Marta Alberch, diretora do Instituto Nacional de Habitação, apelou a uma revisão das razões por que os jovens representam metade de todas as recusas de habitações públicas em Andorra.

Falando em Andorra la Vella, Alberch referiu que 50% dos que rejeitam os apartamentos atribuídos pertencem a este grupo, considerado prioritário pelo instituto. Admitiu que a administração não tem dados específicos sobre as razões, afirmando que os candidatos simplesmente informam os funcionários de que não querem a propriedade.

Alberch sublinhou a necessidade de um maior diálogo com os jovens para identificar os fatores por trás destas escolhas, apesar dos esforços em curso para melhorar o acesso à habitação. Apelou a que partilhem as suas preocupações, acrescentando que isso poderia ajudar a avaliar possíveis alterações ao sistema.

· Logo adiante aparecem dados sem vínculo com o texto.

PR #8573, opened 2026-09-17
Retry gateway failures during device authorization

gonzaloriestra:

Related to https://shopify.slack.com/archives/C0ARV62K59C/p1789515820672379

Temporary gateway failures during sign-in immediately fail device authorization, and non-JSON error responses are reported as CLI bugs.

Retry device authorization requests that return HTTP 502, 503, or 504 twice. Respect valid `Retry-After` headers (seconds or HTTP dates), falling back to delays of 200 ms and 400 ms when the header is missing or invalid. If a non-JSON gateway response persists, report an `AbortError` with the existing service-error context. JSON error responses retain their existing handling.

Share the gateway-status helper with the existing GraphQL error classification and record retry analytics. Include regression coverage and a patch changeset.

```sh
pnpm shopify auth login
```

### Checklist


packages/cli-kit/src/private/node/session/device-authorization.ts
```diff
@@ -153,6 +146,42 @@ export async function pollForDeviceAuthorization(code: string, interval = 5): Pr
...
+      'Check your network connection and try again.',
+    )
+  }
+
+  if (!isGatewayErrorStatus(response.status) || gatewayRetriesUsed >= GATEWAY_ERROR_RETRY_LIMIT) {
+    return {response, responseText}
+  }
+
+  const retryNumber = gatewayRetriesUsed + 1
+  const retryDelaySeconds = GATEWAY_ERROR_INITIAL_RETRY_DELAY_SECONDS * 2 ** gatewayRetriesUsed
```
amcaplan: The server may return a `Retry-After` header. In that case, we should respect the header.

amcaplan (changes requested):
The code looks good. One small change I'd like to see, and then I think this PR is ready to go

packages/cli-kit/src/private/node/session/device-authorization.ts
gonzaloriestra: Good point, fixed!

packages/cli-kit/src/private/node/api/status-checks.ts
dmerand, line 1: Small nit that this might be more generically useful/aimed like the other files in this utilty folder e.g. `status-checks`.

dmerand (approved):

packages/cli-kit/src/private/node/api/status-checks.ts
gonzaloriestra: Renamed, thanks!

PR #8575, opened 2026-09-17
Add typed JSON output to app info

gonzaloriestra:

Related to https://github.com/shop/issues-develop/issues/23670.

`app info` lacks a declared JSON contract and omits public data already loaded by the command.

Return typed app information and move terminal formatting into a presenter. Preserve existing JSON fields and `--web-env`, while adding remote app details, cached account identity, discovered configuration files, extension metadata, resolved dev store and system information without additional API requests. Record the field inventory and exclusions beside the schema.

Expose the schema in help and refresh generated documentation. Share `mockAndCaptureStandardStreams()` in CLI Kit for command output tests. Text output, extension filtering and invalid-app exit behavior are preserved.

Validation: 34 focused app-info tests, app type checking, focused lint, Knip, CLI build and generated help/docs checks pass. Tests cover legacy field compatibility, added metadata, credential exclusions, stdout/stderr and exit behavior.

```sh
pnpm shopify app info --path /path/to/app
pnpm shopify app info --path /path/to/app --json
pnpm shopify app info --path /path/to/app --web-env
pnpm shopify app info --path /path/to/app --web-env --json
pnpm shopify app info --json-schema
```

### Checklist


packages/app/src/cli/services/info/types.ts
```diff
@@ -0,0 +1,169 @@
...
+    externalIdentifier: zod.string(),
+    externalName: zod.string(),
+    additionalIdentifiers: zod.array(zod.string()),
+    partnersWebIdentifier: zod.string(),
+    surface: zod.string(),
+    registrationLimit: zod.number(),
+    experience: zod.enum(['extension', 'configuration']),
+    uidStrategy: zod.enum(['single', 'dynamic', 'uuid']),
+  })
+  .passthrough()
```
dmerand: Could we make the dependency on `ExtensionSpecification` explicit instead of coupling the public contract through `.passthrough()` and `JSON.stringify`? This schema documents only a subset, but the snapshot shows passthrough fields such as `clientSteps` and `dependency`; future enumerable internal fields could therefore enter the public JSON without appearing in `--json-schema`.

I'm wondering if we should be fully-explicit with what we support, rather than using passthrough?

packages/eslint-plugin-cli/rules/json-output-command-exceptions.js
dmerand, line 1: Nit (not on this file) -- missing changeset?

packages/app/src/cli/services/info/types.ts
```diff
@@ -0,0 +1,169 @@
...
+    system: systemSchema,
+    devStoreUrl: zod.string().optional(),
+    name: zod.string(),
+    idEnvironmentVariableName: zod.literal('SHOPIFY_API_KEY'),
+    directory: zod.string(),
+    configPath: zod.string(),
+    configuration: configurationSchema,
+    webs: zod.array(webSchema),
+    dotenv: zod
+      .object({path: zod.string(), variables: zod.record(zod.string())})
```
dmerand, line 194: I wonder if we need to redact sensitive fields before making this a public contract? 

Agent lingo about it: The legacy object spread already emits `dotenv.variables` and `_hiddenConfig`, but that does not make them safe to formalize. `.env` values routinely contain credentials, and the newly added raw config-file contents need the same review. `remoteAppInfoSchema` deliberately excludes `apiSecretKeys`; The broader result needs an equivalent allow-list, with tests proving secrets are not emitted, even if that requires an explicit compatibility decision.

packages/app/src/cli/services/info.ts
```diff
@@ -1,98 +1,60 @@
...
-      null,
-      2,
-    )}`
-  } else {
-    const appInfo = new AppInfo(app, remoteApp, organization, project, options)
-    return appInfo.output()
-  }
+    ),
+  )
+  return appInfoJsonOutputSchema.validate(result)
```
dmerand, line 58: Nit from the LLM: Do we want normal text execution to depend on constructing, JSON-stringifying, and validating the entire public JSON payload? The text branch in `renderAppInfoResult` still renders from the original `app`, `remoteApp`, `organization`, and `project` context, using only `result.account`. A JSON-only serialization or schema problem can therefore make `shopify app info` fail even without `--json`. I think either the text presenter should consume `AppInfoResult` as its source of truth, completing the boundary, or JSON-only materialization and validation should remain on the JSON path.

packages/eslint-plugin-cli/rules/json-output-command-exceptions.js
gonzaloriestra: I'm skipping them intentionally to avoid having a trillion changeset entries. Instead, I'd like to add them per areas/groups, like I did here for the [store commands](https://github.com/Shopify/cli/blob/main/.changeset/bulk-store-json-results.md).  
  
So my plan is to add a changeset later (before the release) for all the app commands, or subgroups if they are not ready. Makes sense?

packages/app/src/cli/services/info/types.ts
gonzaloriestra: Good catch! Added the explicit dependency.

packages/app/src/cli/services/info.ts
gonzaloriestra: Agreed. Moved JSON construction and validation off the normal text path. Text renders directly from the loaded context

packages/app/src/cli/services/info/types.ts
gonzaloriestra: Hmm but the purpose of this command is to print app details, why not dotenv vars as well?

Anyway, I think we should preserve the existing fields to avoid a breaking change. We can address redaction or removal separately later. Wdyt?

packages/eslint-plugin-cli/rules/json-output-command-exceptions.js
dmerand: Yep, that makes sense!

packages/app/src/cli/services/info/types.ts
dmerand: Okay, let's keep it for now, and we can re-evaluate once we've got the fuller set of commands in. Perhaps a principle will emerge as we look at more cases, perhaps omitting the ENV values would be to defensive at this stage.

dmerand (approved):

PR #8585, opened 2026-09-18
Add typed JSON output for store delete

gonzaloriestra:

The store deletion command supports JSON but does not expose or validate its output contract.

Adds a discoverable schema for confirmed deletion, pending deletion, and existing JSON errors. Reuses shared store, organization, and error schemas while preserving confirmation and polling behavior. Includes the single release note for the store JSON stack.

### Example output

Illustrative sample data. Text excerpts omit terminal decoration and progress. JSON blocks show the final stdout result; progress and diagnostics go to stderr.

#### `shopify store delete --store disposable-dev-store.myshopify.com --organization-id 1234 --force`

**Text**

```text
Dev store "disposable-dev-store.myshopify.com" deleted successfully.

The store was deleted.
```

**JSON** (`--json`)

```json
{
  "store": {
    "domain": "disposable-dev-store.myshopify.com",
    "deletionRequested": true,
    "deletionConfirmed": true
  },
  "organization": {
    "id": "1234",
    "name": "Acme"
  }
}
```

#### Deletion requested, confirmation still pending

**Text**

```text
Dev store "disposable-dev-store.myshopify.com" deletion was requested, but not confirmed.

Shopify accepted the deletion request, but deletion was not confirmed before the CLI stopped waiting.
The store may still finish deleting asynchronously.
```

**JSON** (`--json`)

```json
{
  "store": {
    "domain": "disposable-dev-store.myshopify.com",
    "deletionRequested": true,
    "deletionConfirmed": false
  },
  "organization": {
    "id": "1234",
    "name": "Acme"
  },
  "message": "Deletion was requested, but has not been confirmed yet. The store may still finish deleting asynchronously."
}
```

**JSON error** (non-interactive invocation without `--force`; exit code 1)

```json
{
  "error": true,
  "message": "Deleting the dev store disposable-dev-store.myshopify.com requires confirmation.",
  "nextSteps": [
    "Use the `--force` flag to skip confirmation when running non-interactively."
  ],
  "exitCode": 1
}
```

```sh
shopify store delete --json-schema
shopify store delete --store disposable-dev-store.myshopify.com --organization-id 1234 --force --json
```

### Checklist

- [x] The change is user-facing — I've identified the correct bump type and added a changeset.


packages/store/src/cli/services/store/delete/types.ts
```diff
@@ -0,0 +1,26 @@
+import {StoreSchema, StoreOrganizationSchema, StoreCommandErrorSchema} from '../types.js'
+import {defineJsonOutputSchema} from '@shopify/cli-kit/node/json-output-schema'
+import {zod} from '@shopify/cli-kit/node/schema'
+
+const DeletedStoreSchema = zod.object({
+  domain: StoreSchema.shape.subdomain,
+  deletionRequested: zod.literal(true),
```
dmerand, line 7: This is kind of funny: we report that we requested the thing the command is supposed to request, and we will never report anything else.

I don't really see harm in it 🤷🏼

dmerand (approved):

packages/store/src/cli/services/store/delete/types.ts
gonzaloriestra: Yeah, it's a bit nonsense, but it's already there and we want to keep the shape... If something fails, it will return the error schema. So there's no situation where we could return false here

Quanto aos preços, Alberch explicou que as rendas são calculadas para que os inquilinos gastem 30% do seu rendimento em habitação. Este padrão aplica-se a todos os perfis, incluindo jovens, reformados e famílias monoparentais. Existem mecanismos de apoio: os serviços sociais cobrem qualquer défice se o rendimento cair abaixo da taxa pública, aplicando-se noutra situação um teto máximo. Descartou o custo como principal motivo de recusa.

Alberch também minimizou a localização como fator chave, apontando que as recusas ocorreram em vários edifícios e paróquias. Reconheceu que nos primeiros projetos, como em Canillo, pode ter havido menor consciencialização sobre o funcionamento do sistema de habitação pública, mas concluiu que não é o fator principal.